++++ RECORDS FOR THE TASK ++++

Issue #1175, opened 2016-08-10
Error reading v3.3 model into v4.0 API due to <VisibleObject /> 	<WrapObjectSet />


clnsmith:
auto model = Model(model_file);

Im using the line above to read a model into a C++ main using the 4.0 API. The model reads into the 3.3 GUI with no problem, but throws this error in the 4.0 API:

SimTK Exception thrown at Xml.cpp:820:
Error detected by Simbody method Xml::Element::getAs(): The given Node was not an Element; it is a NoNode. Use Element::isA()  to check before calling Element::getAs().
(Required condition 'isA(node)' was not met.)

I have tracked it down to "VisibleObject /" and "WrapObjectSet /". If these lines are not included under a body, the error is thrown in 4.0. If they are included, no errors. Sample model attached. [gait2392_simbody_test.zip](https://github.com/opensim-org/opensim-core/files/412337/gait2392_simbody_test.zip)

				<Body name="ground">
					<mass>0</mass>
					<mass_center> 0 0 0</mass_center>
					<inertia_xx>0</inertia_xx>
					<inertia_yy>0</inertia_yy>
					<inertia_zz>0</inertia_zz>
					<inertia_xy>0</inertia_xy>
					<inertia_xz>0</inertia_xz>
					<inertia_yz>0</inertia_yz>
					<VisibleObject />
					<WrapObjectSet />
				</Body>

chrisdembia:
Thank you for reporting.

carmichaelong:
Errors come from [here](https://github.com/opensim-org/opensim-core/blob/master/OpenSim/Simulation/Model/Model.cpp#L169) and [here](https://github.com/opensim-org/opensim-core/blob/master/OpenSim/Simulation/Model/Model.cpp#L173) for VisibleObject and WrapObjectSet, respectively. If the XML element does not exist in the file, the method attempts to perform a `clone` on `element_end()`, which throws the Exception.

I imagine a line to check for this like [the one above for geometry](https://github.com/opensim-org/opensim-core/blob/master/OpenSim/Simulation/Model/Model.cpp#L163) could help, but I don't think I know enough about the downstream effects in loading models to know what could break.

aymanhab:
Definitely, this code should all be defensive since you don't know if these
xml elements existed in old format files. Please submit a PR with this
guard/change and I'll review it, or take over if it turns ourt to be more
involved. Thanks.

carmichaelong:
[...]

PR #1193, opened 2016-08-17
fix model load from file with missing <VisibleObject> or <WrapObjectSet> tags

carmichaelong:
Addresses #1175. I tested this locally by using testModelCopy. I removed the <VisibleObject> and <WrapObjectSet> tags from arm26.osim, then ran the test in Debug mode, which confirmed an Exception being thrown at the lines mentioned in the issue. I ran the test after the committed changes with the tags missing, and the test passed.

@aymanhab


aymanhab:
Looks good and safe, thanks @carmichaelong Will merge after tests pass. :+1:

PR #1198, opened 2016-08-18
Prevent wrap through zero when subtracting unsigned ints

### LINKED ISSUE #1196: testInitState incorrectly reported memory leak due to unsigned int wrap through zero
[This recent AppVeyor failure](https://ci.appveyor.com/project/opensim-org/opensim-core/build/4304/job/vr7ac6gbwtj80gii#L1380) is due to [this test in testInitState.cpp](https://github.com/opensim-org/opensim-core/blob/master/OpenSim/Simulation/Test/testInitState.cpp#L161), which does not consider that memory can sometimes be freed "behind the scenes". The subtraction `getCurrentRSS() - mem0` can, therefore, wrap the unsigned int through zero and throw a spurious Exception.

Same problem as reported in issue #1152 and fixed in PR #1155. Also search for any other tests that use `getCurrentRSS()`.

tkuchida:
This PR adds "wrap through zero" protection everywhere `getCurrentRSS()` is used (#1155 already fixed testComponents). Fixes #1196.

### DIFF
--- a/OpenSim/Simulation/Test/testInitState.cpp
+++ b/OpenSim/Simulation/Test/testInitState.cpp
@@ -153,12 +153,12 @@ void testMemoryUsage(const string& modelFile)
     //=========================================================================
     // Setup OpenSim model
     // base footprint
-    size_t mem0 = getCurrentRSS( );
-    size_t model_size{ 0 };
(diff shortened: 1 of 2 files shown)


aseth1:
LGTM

++++
++++ RECORDS FOR THE TASK ++++

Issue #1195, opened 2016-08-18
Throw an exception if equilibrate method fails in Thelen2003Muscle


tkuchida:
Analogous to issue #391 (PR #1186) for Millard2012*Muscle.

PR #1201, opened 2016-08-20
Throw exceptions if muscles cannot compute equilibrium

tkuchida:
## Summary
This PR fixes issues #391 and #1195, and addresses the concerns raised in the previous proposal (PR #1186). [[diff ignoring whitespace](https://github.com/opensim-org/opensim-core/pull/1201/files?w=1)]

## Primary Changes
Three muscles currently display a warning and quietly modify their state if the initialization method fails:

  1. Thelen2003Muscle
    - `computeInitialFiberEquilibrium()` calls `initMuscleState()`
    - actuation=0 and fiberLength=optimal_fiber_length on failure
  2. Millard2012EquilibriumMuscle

++++

### WORK INSTRUCTION
Write only the number of lines in the entries that contain the word "check".

### SOLUTION FOR THIS PROBLEM
2